DOM Chain X DAOs
There’s a new movement brewing in the world… that movement is the creation of DAOs.
Put simply, DAOs (Decentralized autonomous organizations) are decentralized organizations that are governed by its members, with no centralized authority.
Recently, a DAO called the Constitution DAO was formed to purchase one of the 13 copies of the U.S. constitution.
There were only 13 copies of the U.S. constitution ever made, with two of them owned by private collectors.
A couple of weeks ago, one of the private collectors decided to put it up for auction at a Sotheby’s live auction event.
The Constitution DAO ambitiously was formed to fundraise for the sole purpose of purchasing the U.S. Constitution. The motivation behind it was that the Constitution should be owned by the people and not by a centralized entity or person.
Members of the DAO would be granted voting rights on the storage location of the U.S. Constitution, once it was acquired.
The DAO raised over $45M dollars from 15k+ people!
The crazy part is the Constitution was projected to go between $15–20M dollars and was sold for $43.2M!

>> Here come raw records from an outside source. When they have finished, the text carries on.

PR #726, opened 2025-05-26
fix: display disassembly correctly on aarch64

pcc:
On aarch64 (and possibly other architectures) objdump splits the instruction mnemonic from the operands with a tab so the existing code would only show the mnemonic. Change the code so that it ignores tabs after the first two so that the whole instruction is displayed.

### DIFF
--- a/src/models/disassemblyoutput.cpp
+++ b/src/models/disassemblyoutput.cpp
@@ -226,9 +226,16 @@ DisassemblyOutput::ObjectdumpOutput DisassemblyOutput::objdumpParse(const QByteA
         // [spaces]addr:\t [branch visualization] [hexdump]\tdiassembly
         // we can simplify parsing by splitting it into three parts
 
-        const auto parts = asmLine.split(QLatin1Char('\t'));
+        auto firstTab = asmLine.indexOf(QLatin1Char('\t'));
+        if (firstTab == -1) {
+            firstTab = asmLine.length();
+        }
+        auto secondTab = asmLine.indexOf(QLatin1Char('\t'), firstTab + 1);
+        if (secondTab == -1) {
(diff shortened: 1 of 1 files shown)


GitMensch:
Sounds good. Mind to share a screen before/after?

Note: there's ongoing work to use a disassembler library, so the fix may only be temporary...

pcc:
Sure, here is before/after

Screenshot from 2025-05-26 15-36-47
Screenshot from 2025-05-26 15-39-52

milianw (approved):
lgtm

milianw:
hm the test failures are related, can you please have a look at those?

```
FAIL!  : TestDisassemblyOutput::testParse(objdump2.txt) 'line.branchVisualisation.isEmpty()' returned FALSE. ()
```

milianw (changes requested):
see previous comment

pcc:
> hm the normal build should also include tests, I run those via `ctest --output-on-failure -j8` or similar myself. the CI clazy/clang-tidy jobs are sadly broken, please ignore those for now, but otherwise it should just work?

Figured it out. Right, the tests are built by default, but I was building with Nix which was disabling them unbeknownst to me. I figured out why they were failing (sent #729), sent them a PR to enable tests (https://github.com/NixOS/nixpkgs/pull/413058) and finally fixed the failing tests here.

> generally though, if you figure something out that you would have liked to see documented more clearly, by all means please create a PR to add the missing documentation after you figured it out!

I guess the only thing worth documenting is that `ctest` should be used to run tests, since this might not be obvious to everyone (some CMake using projects like LLVM have their own testing tools). Sent #730 for that.

milianw (approved):

PR #733, opened 2025-08-04
fix: formatTimeString ms format

mactul:
formatTimeString(123'456'789, false) was returning "123.123ms" instead of "123.456ms" because the µs part was missing a modulo.

This was resulting in wrong "On CPU Time" and "Off CPU Time" display for programs that executes in a little less than a second

### DIFF
--- a/src/util.cpp
+++ b/src/util.cpp
@@ -294,34 +294,34 @@ QString Util::formatCostRelative(quint64 selfCost, quint64 totalCost, bool addPe
     return ret;
 }
 
-QString Util::formatTimeString(quint64 nanoseconds, bool shortForm)
+QString Util::formatTimeString(quint64 totalNanoseconds, bool shortForm)
 {
-    if (nanoseconds < 1000) {
-        return QString::number(nanoseconds) + QLatin1String("ns");
+    if (totalNanoseconds < 1000) {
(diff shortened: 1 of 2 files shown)


src/util.cpp
```diff
@@ -315,10 +315,11 @@ QString Util::formatTimeString(quint64 nanoseconds, bool shortForm)
 
     const auto milliseconds = (nanoseconds / 1000000) % 1000;
```
milianw, line 316: I think this is then equally wrong in the usage below in loc 340?

please move this variable into the conditional, and do the same for the `microseconds` above in loc 307 to ensure they are not misused. then you can use the same long name `microseconds` here.

milianw (changes requested):
great catch! can you please also add a unit test for this for various scales to verify we handle them properly? I.e. I suspect the issue you describe also hits us for the millis after seconds in the final fallback?

milianw (approved):
thanks a lot for your great contribution! much appreciated

milianw:
there's a minor clang-format issue, and could you also please simply squash your three commits into one? I don't consider these changes separable.

milianw (changes requested):
see comment above

mactul:
Oups, my bad for the clang-format.
I've fixed it and squashed everything !

milianw (approved):

PR #753, opened 2026-01-14
Update build instructions for Qt6 on Debian/Ubuntu

erijo:
Also add support for the QCustomPlot library name used on Debian.

### DIFF
--- a/cmake/FindQCustomPlot.cmake
+++ b/cmake/FindQCustomPlot.cmake
@@ -30,7 +30,7 @@
 # (INCLUDING NEGLIGENCE OR OTHERWISE) ARISING IN ANY WAY OUT OF THE USE OF
 # THIS SOFTWARE, EVEN IF ADVISED OF THE POSSIBILITY OF SUCH DAMAGE.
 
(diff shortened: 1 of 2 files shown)


GitMensch (changes requested):

cmake/FindQCustomPlot.cmake
```diff
@@ -30,7 +30,7 @@
 # (INCLUDING NEGLIGENCE OR OTHERWISE) ARISING IN ANY WAY OUT OF THE USE OF
 # THIS SOFTWARE, EVEN IF ADVISED OF THE POSSIBILITY OF SUCH DAMAGE.
 
-find_library(QCustomPlot_LIBRARY NAMES qcustomplot-qt${QT_MAJOR_VERSION} qcustomplot)
+find_library(QCustomPlot_LIBRARY NAMES qcustomplot-qt${QT_MAJOR_VERSION} qcustomplot QCustomPlotQt${QT_MAJOR_VERSION})
```
milianw: for the future: these are two patches - one fixes the QCustomPlot library name as used on Debian, the other updates the build instructions.

I'll let it pass, but please think of such splits to make patches atomic

PR #754, opened 2026-01-14
fix: use full path in window title

erijo:
To make it easier to see which window is which when you have multiple hotspot windows showing different files all named perf.data.


GitMensch:
Not sure about that - why would you have a lot of perf.data instead of giving them names during recording?
But I guess that change wouldn't be "bad" either, so...

milianw (changes requested):

PR #758, opened 2026-01-29
feat(README): add section for rust's v0 mangling scheme

### LINKED ISSUE #751: Support rust `v0` mangling scheme
As far as i can tell it doesn't look like `hotspot` currently supports the soon-to-be default mangling scheme that rust will use: https://blog.rust-lang.org/2025/11/20/switching-to-v0-mangling-on-nightly/

It would be nice to be able to take advantage of the added info while parsing through `hotspot`.

`perf` parses and decodes the symbols as expected, so when I need to get some extra context I open with `perf report`, but this requires to recompile when I need different symbols.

The Constitution DAO was developed on the Ethereum blockchain, which forced the 15k+ participants to pay an exorbitant amount of gas fees on it.
If the Constitution DAO was developed on DOM Chain, the DAO would have had a much higher chance to purchase the Constitution because the gas fees took away a lot of the contributions.
Let that be a lesson to all future projects looking to build on Ethereum or non-DOM Chain protocols!